When I found out that the worlds greatest slot car mind(NICO) admitted he cannot drive and adjust his brake setting at the same time, I did not know what to do!

Plus wants to be able to coast and brake at the same time (yes, that means to speed up and slow down at the same time! 

We all know only the TARDIS can do that:thumbsup: 

Hmm
I may have to just go see my pet psychic for help!!
my head hurts:freak:


----------



## GoodwrenchIntim (Feb 22, 2005)

lmfao


----------



## Bill Hall (Jan 6, 2007)

Surely you jest...


----------



## RiderZ (Feb 19, 2007)

Too funny!


----------



## ruralradio (Mar 11, 2011)

All the good stuff's gone, Mike. Now the world will never know about the Oxymoronic controller....


----------



## LDThomas (Nov 30, 1999)

Bill Hall said:


> Surely you jest...


Don't call him Shirley. :freak:


----------



## slotking (May 27, 2008)

> Now the world will never know about the Oxymoronic controller.


that was to funny!!

Why is it gone!
because he is protected by the BB owner over there! I was told by the owner himself that is the case.

I guess he not man enough to take care of himself, he needs a guardian:freak:

it was just to funny.
anyway, i done now, sorry

your friend
Shirley


----------



## Bill Hall (Jan 6, 2007)

Check the primary design specification.

The new moronic controller must not be "ergonomically dubious".


----------



## GoodwrenchIntim (Feb 22, 2005)

I think Deane is bipolar


----------



## ruralradio (Mar 11, 2011)

Bill Hall said:


> The new moronic controller must not be "ergonomically dubious".

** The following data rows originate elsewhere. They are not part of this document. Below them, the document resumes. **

PR #2117, opened 2026-06-05
H3zero robustness issues

huitema:
Addressing the H3Zero robustness issues outlined in PR #2114:

* QPACK indexed-static and static-name-reference accepting out of bounds index 99: same fix as PR 2114.
* Accepting a duplicate control stream: same fix as PR 2114.
* SETTINGS resource pin: instead of attempting to control memory as in PR 2114, just perform enforce a the same allocation limit for setting streams as for data streams.
* HEADERS resource pin: simply enforce an allocation limit of 64KB per stream. The number of streams is limited by the QUIC settings, which means the allocation of resource is bounded.

We could do better, by enforcing a limit on the number of streams "in progress" simultaneously, and only relaxing that limit when the stream header is fully . But it is very hard to find a limit that works for every application. If a limit like that is enforced, it should be by application, and the application itself is in a good position to do it.


victorstewart:
A) when a second control stream is detected the code is treating it as a stream level error instead of a connection level error, we need to close the connection instead of issuing STOP_SENDING

B) we need to set `ctx->settings.settings_received` for a zero-length SETTINGS frame, which is currently skipped in here https://github.com/private-octopus/picoquic/blob/af48c33cec73597ceac94d57546e99d9cde5596a/picohttp/h3zero_common.c#L458 because of the `stream_state->current_frame != NULL` check

C) we're currently advertising our own `SETTINGS_MAX_FIELD_SECTION_SIZE` but ignoring the peer's `h3zero_setting_max_field_section_size`... is that what we want to be doing?

D) we're limiting the encoded QPACK block size everywhere with checks like `if (stream_state->current_frame_length > H3ZERO_MAX_FIELD_SECTION_SIZE) then fail`, but we're supposed to be checking the uncompressed size https://www.rfc-editor.org/rfc/rfc9114.html#:~:text=The%20size%20of%20a%20field%20list%20is%20calculated%20based%20on%20the%20uncompressed%20size%20of%20fields

E) `h3zero_post_data_or_fin()` casts away the const of `stream_ctx->path_callback`. just highlighting this

suhasHere (approved):
This looks good with the checks

victorstewart (changes requested):
see my reply

huitema:
> A) when a second control stream is detected the code is treating it as a stream level error instead of a connection level error, we need to close the connection instead of issuing STOP_SENDING

Yes, I guess that we could close the connection. This is really an H3 level error, not a web transport error..

> 
> B) we need to set `ctx->settings.settings_received` for a zero-length SETTINGS frame, which is currently skipped in here
> 
> https://github.com/private-octopus/picoquic/blob/af48c33cec73597ceac94d57546e99d9cde5596a/picohttp/h3zero_common.c#L458
> because of the `stream_state->current_frame != NULL` check

OK. That would mean "just use the defaults". 

> C) we're currently advertising our own `SETTINGS_MAX_FIELD_SECTION_SIZE` but ignoring the peer's `h3zero_setting_max_field_section_size`... is that what we want to be doing?

Not sure. Picoquic is pretty conservative when it comes to sending headers, using at most a few hundred bytes. We could refuse the connection if the setting claims too small a size, say lower than 1KB.

> D) we're limiting the encoded QPACK block size everywhere with checks like `if (stream_state->current_frame_length > H3ZERO_MAX_FIELD_SECTION_SIZE) then fail`, but we're supposed to be checking the uncompressed size https://www.rfc-editor.org/rfc/rfc9114.html#:~:text=The%20size%20of%20a%20field%20list%20is%20calculated%20based%20on%20the%20uncompressed%20size%20of%20fields

Yes. But we are almost never actually decompressing these headers. So we have no idea of the total decompressed size. The test makes the assumption that compressed size is lower than uncompressed size, which seems fair. There might be some vicious corner cases, but we can probably wait until somebody yells at us...

> E) `h3zero_post_data_or_fin()` casts away the const of `stream_ctx->path_callback`. just highlighting this

That's an unfortunate aspect of using the same callback for receiving data and for asking to send. The solution would be to change the signature of the callback function to cast its "byte" parameter as const. That maybe a good idea, but I am concerned that it will break a lot of things...

victorstewart (changes requested):
A) after picoquic_close_ex() succeeds the function needs to set bytes = NULL or return so it doesn't fall through into the normal switch and continue parsing that duplicate control stream

some new possible bugs:

B) shouldn't this be checking stream_type not current_frame_type? 

https://github.com/private-octopus/picoquic/blob/e0003f2a48f02772a0c14ce284f6cac5897fb74c/picohttp/h3zero_common.c#L552 

C) we're silently ignoring all unknown settings but technically it's a spec violation to not be returning H3_SETTINGS_ERROR for any HTTP/2 settings that have no HTTP/3 equivalent so 0x02, 0x03, 0x04, and 0x05

https://www.rfc-editor.org/rfc/rfc9114.html#name-settings:~:text=Setting%20identifiers%20that%20were%20defined%20in%20%5BHTTP/2%5D%20where%20there%20is%20no%20corresponding%20HTTP/3%20setting%20have%20also%20been%20reserved%20(Section%2011.2.2).%20These%20reserved%20settings%20MUST%20NOT%20be%20sent%2C%20and%20their%20receipt%20MUST%20be%20treated%20as%20a%20connection%20error%20of%20type%20H3_SETTINGS_ERROR.

and the same goes for HTTP/2 frame types without HTTP/3 equivalents so PRIORITY, PING, WINDOW_UPDATE, and CONTINUATION

huitema:
> A) after picoquic_close_ex() succeeds the function needs to set bytes = NULL or return so it doesn't fall through into the normal switch and continue parsing that duplicate control stream

Yes indeed.

> some new possible bugs:
> 
> B) shouldn't this be checking stream_type not current_frame_type?
> 
> https://github.com/private-octopus/picoquic/blob/e0003f2a48f02772a0c14ce284f6cac5897fb74c/picohttp/h3zero_common.c#L552

I get that the code is a bit confusing because it choses to repurpose existing fields to parse a stream header, but this has been extensively tested, I would rather leave it alone.

> 
> C) we're silently ignoring all unknown settings but technically it's a spec violation to not be returning H3_SETTINGS_ERROR for any HTTP/2 settings that have no HTTP/3 equivalent so 0x02, 0x03, 0x04, and 0x05
> 
> https://www.rfc-editor.org/rfc/rfc9114.html#name-settings:~:text=Setting%20identifiers%20that%20were%20defined%20in%20%5BHTTP/2%5D%20where%20there%20is%20no%20corresponding%20HTTP/3%20setting%20have%20also%20been%20reserved%20(Section%2011.2.2).%20These%20reserved%20settings%20MUST%20NOT%20be%20sent%2C%20and%20their%20receipt%20MUST%20be%20treated%20as%20a%20connection%20error%20of%20type%20H3_SETTINGS_ERROR.

Yes. That's also issue #2126. Let's fix it.

> and the same goes for HTTP/2 frame types without HTTP/3 equivalents so PRIORITY, PING, WINDOW_UPDATE, and CONTINUATION

OK, adding frame unexpected errors for frame types 2, 6, 8 and 9 per section 11.2.1. of RFC 9114.

huitema:
This PR will fix issue #2126

victorstewart (changes requested):
A) i think we should match the error handling in `h3zero_parse_remote_unidir_stream` to that in `h3zero_parse_remote_bidir_stream`, and change this:

```
if (opt_cnx != NULL) {
   (void)picoquic_close_ex(opt_cnx, H3ZERO_STREAM_CREATION_ERROR, "Attempt to create second control stream");
   bytes = NULL;
}
else {
   *error_found = H3ZERO_STREAM_CREATION_ERROR;
   bytes = NULL;
}
```

to just this 

```
*error_found = H3ZERO_STREAM_CREATION_ERROR;
bytes = NULL;
```

and then it'll just get closed once and cleanly here https://github.com/private-octopus/picoquic/blob/03735aabc5456c9339c6f21319c83b29b149cfcf/picohttp/h3zero_common.c#L1015 ? 

B) 
we're not calling `picowt_process_pending_connect` for zero length settings

https://github.com/private-octopus/picoquic/blob/03735aabc5456c9339c6f21319c83b29b149cfcf/picohttp/h3zero_common.c#L479

victorstewart (approved):

PR #2119, opened 2026-06-07
Reduce CPU load of processing ACK of Frames and fix Ack or Stream Reset At frames

huitema:
This PR started as an effort to reduce the CPU cost of the function `picoquic_decode_ack_frame`, which is a hot spot in some scenarios. This app does that by picking a low hanging fruit, processing frame types lower than 64 as single bytes instead of parsing them as varint, which seems to reduce the code of ack of ack processing by a bit less than 10%.

The performance improvement are measured by running a simulation, with the node sending 4 2Mbps video streams and 4 64kbps audio streams. Testing that scenario exposed a bug in the simulator, which is easy enough to fix.

The work to reorganize ack-of-ack processing exposed an issue in the processing of acks of "RESET STREAM AT" frames. The function `picoquic_process_ack_of_reset_stream_at_frame` was not called. It was also not properly debugged. The debugging exposed an issue in tracking the closing of streams that are "reset at" -- the sender should only close them when all the promised "reliable size" bytes have been acked. We should also only consider a "RESET STREAM AT" frame acknowledged if the ACK acknowledge the frame with the last "reliable size" values that was sent.


victorstewart:
A) there's an off by 1 error in all of these `(stream->reliable_size == 0 || picoquic_check_sack_list(&stream->sack_list, 0, stream->reliable_size) != 0)` SACK checks

we should make it a function and do it like:

```
static int picoquic_reliable_prefix_is_acked(picoquic_stream_head_t* stream)
{
   return stream->reliable_size == 0 || picoquic_check_sack_list(&stream->sack_list, 0, stream->reliable_size - 1) != 0;
}
```

B) isn't there a bug here https://github.com/private-octopus/picoquic/blob/1ce80e61983ce4465681d7f66c91ce097d7a3af4/picoquic/frames.c#L545 we’re gating deletion on `stream->consumed_offset >= stream->reliable_size` but the relevant condition is whether the peer ACKed our reliable prefix not how much incoming data the app consumed?

C) we added the reliable-prefix ACK requirement only for bidirectional streams but not for local unidirectional streams, shouldn't we add it for those also?

D) in here https://github.com/private-octopus/picoquic/blob/1ce80e61983ce4465681d7f66c91ce097d7a3af4/picoquic/frames.c#L3295 and in here https://github.com/private-octopus/picoquic/blob/1ce80e61983ce4465681d7f66c91ce097d7a3af4/picoquic/frames.c#L2160 shouldn't these be `offset >= stream->reliable_size`?

E) in https://github.com/private-octopus/picoquic/blob/1ce80e61983ce4465681d7f66c91ce097d7a3af4/picoquic/frames.c#L553 shouldn't we use the `reliable_size` value we decode to suppress stale reset-at frames whose reliable size no longer matches `stream->reliable_size`?

F) shouldn't this https://github.com/private-octopus/picoquic/blob/1ce80e61983ce4465681d7f66c91ce097d7a3af4/picoquic/frames.c#L422 be skipping the first / frame type byte when decoding the stream id?

huitema:
> A) there's an off by 1 error in all of these `(stream->reliable_size == 0 || picoquic_check_sack_list(&stream->sack_list, 0, stream->reliable_size) != 0)` SACK checks
> 
> we should make it a function and do it like:
> 
> ```
> static int picoquic_reliable_prefix_is_acked(picoquic_stream_head_t* stream)
> {
>    return stream->reliable_size == 0 || picoquic_check_sack_list(&stream->sack_list, 0, stream->reliable_size - 1) != 0;
> }
> ```

Yes! Good catch. Fixing.

> B) isn't there a bug here
> 
> https://github.com/private-octopus/picoquic/blob/1ce80e61983ce4465681d7f66c91ce097d7a3af4/picoquic/frames.c#L545
> we’re gating deletion on `stream->consumed_offset >= stream->reliable_size` but the relevant condition is whether the peer ACKed our reliable prefix not how much incoming data the app consumed?

No. This is testing whether more bytes need to be sent. Repetition of the lost packets, etc., is handled elsewhere. 

> C) we added the reliable-prefix ACK requirement only for bidirectional streams but not for local unidirectional streams, shouldn't we add it for those also?

Yes! Missed that one! Fixing.

> D) in here
> 
> https://github.com/private-octopus/picoquic/blob/1ce80e61983ce4465681d7f66c91ce097d7a3af4/picoquic/frames.c#L3295
> and in here
> 
> https://github.com/private-octopus/picoquic/blob/1ce80e61983ce4465681d7f66c91ce097d7a3af4/picoquic/frames.c#L2160
> shouldn't these be `offset >= stream->reliable_size`?

No. `offset > X` means bytes `[ 0, X-1 ]` have been sent.

> E) in
> 
> https://github.com/private-octopus/picoquic/blob/1ce80e61983ce4465681d7f66c91ce097d7a3af4/picoquic/frames.c#L553
> shouldn't we use the `reliable_size` value we decode to suppress stale reset-at frames whose reliable size no longer matches `stream->reliable_size`?

Yes, absolutely. Fixing.

> F) shouldn't this
> 
> https://github.com/private-octopus/picoquic/blob/1ce80e61983ce4465681d7f66c91ce097d7a3af4/picoquic/frames.c#L422
> be skipping the first / frame type byte when decoding the stream id?

Yes. Fixing. In fact, it would be better to use a table of functions rather than these big switch statements. That would force unifying all these signatures -- in some case the functions want the "bytes" pointer before the type, in other case after, which causes confusion. But in some case the code needs to check some bits in the value of the frame type ID, so unifying the signatures to point "after the frame ID" would require also passing the frame ID as a parameter. And of course, there are different ID lengths, 1 byte for the most common frames, 2, 4 or even 8 for some other frames.

picoquic/streams.c
```diff
@@ -225,7 +224,7 @@ int picoquic_mark_active_stream_internal(picoquic_cnx_t* cnx,
         if (is_active) {
             /* The call only fails if the stream was closed or reset */
             if (!stream->fin_requested &&
-                (!stream->reset_requested || picoquic_check_sack_list(&stream->sack_list, 0, stream->reliable_size) == 0) &&
+                (!stream->reset_requested || picoquic_reliable_prefix_is_acked(stream)) &&
```
victorstewart: this should be `!picoquic_reliable_prefix_is_acked(stream)`

victorstewart (changes requested):
just that one typo

picoquic/streams.c
huitema: Oops! Old and tired, am I?

suhasHere (approved):

victorstewart (approved):

huitema:
Merging master into this PR before the merging the PR, to flush out potential merge issues.

PR #2120, opened 2026-06-08
Fix memory leaks in mbedtls certificate verifier

cooldazdingo:
## Summary

The mbedtls backend (`picoquic_mbedtls/ptls_mbedtls_sign.c`) leaks the x509 certificate chain head node on a couple of paths.

`ptls_mbedtls_get_certificate_verifier()` allocates the chain head node with `malloc()`, but `mbedtls_x509_crt_free()` only releases the linked-list contents and tail nodes, not the caller-allocated head node itself. As a result the head struct is leaked:

1. In `ptls_mbedtls_get_certificate_verifier()`, when certificate parsing fails (including the `pem_fname == NULL` path, which is hit whenever no root cert file is provided), `chain_head` was released with `mbedtls_x509_crt_free()` but the malloc'd node itself was never `free()`d. The same leak occurred if the verifier allocation failed.
2. In `ptls_mbedtls_dispose_verify_certificate()`, `verifier->trust_ca` (the same malloc'd head node) was released with `mbedtls_x509_crt_free()` but never `free()`d.

## Fix

Add the missing `free()` calls so the head node is released on all paths.

## Notes

The change is limited to memory management; no functional behavior is altered.

### DIFF
--- a/picoquic_mbedtls/ptls_mbedtls_sign.c
+++ b/picoquic_mbedtls/ptls_mbedtls_sign.c
@@ -1325,10 +1325,20 @@ ptls_verify_certificate_t* ptls_mbedtls_get_certificate_verifier(char const* pem
         if (psa_ret == 0) {
             *is_cert_store_not_empty = 1;
             verifier = ptls_mbedssl_init_verify_certificate_complete(chain_head, NULL, NULL, NULL);
+            if (verifier == NULL) {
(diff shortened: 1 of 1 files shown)


huitema (approved):
Thanks for this fix, @cooldazdingo . I have opened issue #2121 to fix the reason why it was not detected earlier. We need to run leak tests using ASAN/UBSAN on the MBEDTLS builds.

PR #2128, opened 2026-06-10
tls credentials rollover

victorstewart:
i rollover containers' certificates at various different lifetime rates, so i need to be able to support rolling over the tls credentials of a live server when there are active QUIC connections by using the latest credentials for new connections but keeping around the old credentials as long as connections are using them


picoquic/quicctx.c
```diff
@@ -1153,16 +1154,15 @@ void picoquic_free(picoquic_quic_t* quic)
         /* Delete the picotls context */
         if (quic->tls_master_ctx != NULL) {
             picoquic_master_tlscontext_free(quic);
-
-            free(quic->tls_master_ctx);
-            quic->tls_master_ctx = NULL;
         }
```
huitema, line 1151: Don't we need to add these free/NULL statements somewhere else?

victorstewart: The free/NULL moved into `picoquic_master_tlscontext_free()`. In the generation-managed case, that helper clears `quic->tls_master_ctx`, releases the active master generation, and the release path frees the underlying `ptls_context_t `when its refcount reaches zero. The helper also keeps the legacy fallback that directly frees and clears `tls_master_ctx` if no generation wrapper exists.

huitema (approved):
Thanks for this contribution. I like the design, the code appears straightforward, and the tests provide good coverage.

So then, must it be "dubiously ergonomic"?


----------



## RiderZ (Feb 19, 2007)

*!!!*



GoodwrenchIntim said:


> I think Deane is bipolar


I think he's an idiot-straight up!


----------



## SDMedanic (Apr 21, 2011)

I was a bit surprised when he indicated that he couldn't drive and adjust a pot at the same time. Apparently he wants an all thumbs controller. IMO that idea gets two thumbs.

He don't know Shirley.

Sorry. I have been corrected. Apparently he wants to control brakes with one thumb, control coast with a second thumb and drive with a finger. I am truly amazed at the intelligence behind this design.


----------



## slotking (May 27, 2008)

he will still have to deal with HOW much!
how much break to use
how much coast to use.

using a game pad type controller fits into general concept of different folks, different strokes. So it may work for some races, where as other controllers will work for others.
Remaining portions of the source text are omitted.